Very helpful! I wouldnt be this far along without everyone's helpfulness in the goat forum! 

I do know that asking the breeder will finalize my figures but I havnt found one yet (YET!!!) and am waiting till I finish their enclosure to really start looking. But with the figures you all have given me I can cost out the first 6 months or so.

Would LOVE to buy my hay by the years worth but no where to store it.................hmmmmmmmm, there is the side of the house, wonder if I could put an awning up?

More cost for building but less cost per bale of hay. Wonder if its worth it?


----------



## Caprice Acres (Mar 6, 2005)

For my full size goats, I fed 1lb of grain per 3lbs of milk produced. 

First, 12.00 per bag is expensive! Don't pay that much... sounds like purina prices, to me! 

I fed oats, a little cracked corn, a little black oil sunflower seed (BOSS) as their grain ration. Then they'd also have free access to alfalfa pellets while in the stand, and free choice alfalfa hay. 

Only does in late pregnancy or in lactation need grain. I also feed a little to young kids, but most find that it is not necessary. Just offer the doelings free choice quality hay, and they'll do just fine. 

As for hay, square bales are more expensive than the large round ones, but for just a few nigerians the square bales might work better. For the same cutting of alfalfa/grass mix hay, small bales are 4.00-5.00 ea, wheras the 1000+ lb round bale is only 55.00. To store, I cover with a tarp. I then 'peel' the hay bale and stuff the feeders full every 2 days or so, so they have constant access to quality hay. For a doe and her non producing doelings, a good square bale should last them 5+ days, if you have a good hay feeder that will reduce waste. The amount of time it'll last depends on how big your pasture is, too.


----------



## deineria (Aug 22, 2009)

$12 is average here if buying a pre mixed feed. . .Purina is $14 here, but most other are $12. I do a custom mix, and it is $125 per 500 lbs, and the difference in their condition from this custom mix is awesome.

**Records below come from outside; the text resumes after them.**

PR #17540, opened 2025-05-05
Fixing Settings Editor Filtered View's Defaulting Behavior in SettingsFormEditor

### LINKED ISSUE #16697: Changing searched settings reset other settings in the same section to default
## Description
When you search for some settings and change them, all other settings within the same section are reset back to default.

The issue is also there when you change multiple settings instead of one. The settings file also shows no other settings so it isn't an UI-only error. Here is a video showcasing the problem:

https://github.com/user-attachments/assets/11ac0914-e0c6-40cc-9841-4b6522de504c

When the other settings are reset, the UI shows blank checkboxes and empty inputs even if the defaults are ticked checkboxes or there is a default value. Restarting JupyterLab Desktop will make the default settings shown correctly (but it doesn't revert back the customized settings that are already reset). The blank UI could be a separate issue.

## Reproduce
1. Open Settings
2. Change a few settings in one section e.g. File Browser
3. Search for settings in the section
4. Change the settings in the search results page (one or multiple settings)
5. All settings other than the changed ones (in step 4) will be reset back to default value (including the ones changed in step 2)

## Expected behavior
Changing searched settings will retain the state of other settings in the same section.

## Context
- Browser and version: JupyterLab Desktop 4.2.1-1 (latest)
- JupyterLab version: 4.2.4 (latest)

yukiiii04:
## References
Fixes #16697 

## Problem Description
As described in the referenced issue, when users interact with a filtered view of the settings editor (e.g., after performing a search), only the matching settings fields are rendered. If a user modifies a setting while a filter is active, the component saves only the filtered subset of the settings (formData), discarding any previously configured settings that were not visible at the time.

Anyway, we are feeding 13:
2 Nubian Bucks
1 Pygmy Buck
1 Nigerian Buckling
1 Pygmy Doe (in milk)
2 Kinder kids (still nursing mom, above)
2 Nubian does (one in milk - on one side - mastitis issue dried the other)
4 Nubian doelings (2 eating little to no grain yet, and 2 eating a lot of grain already)

We go through the 500lbs of grain every 5-6 weeks. I think DH is OVERFEEDING! LOL. I hope so because that seems outrageous.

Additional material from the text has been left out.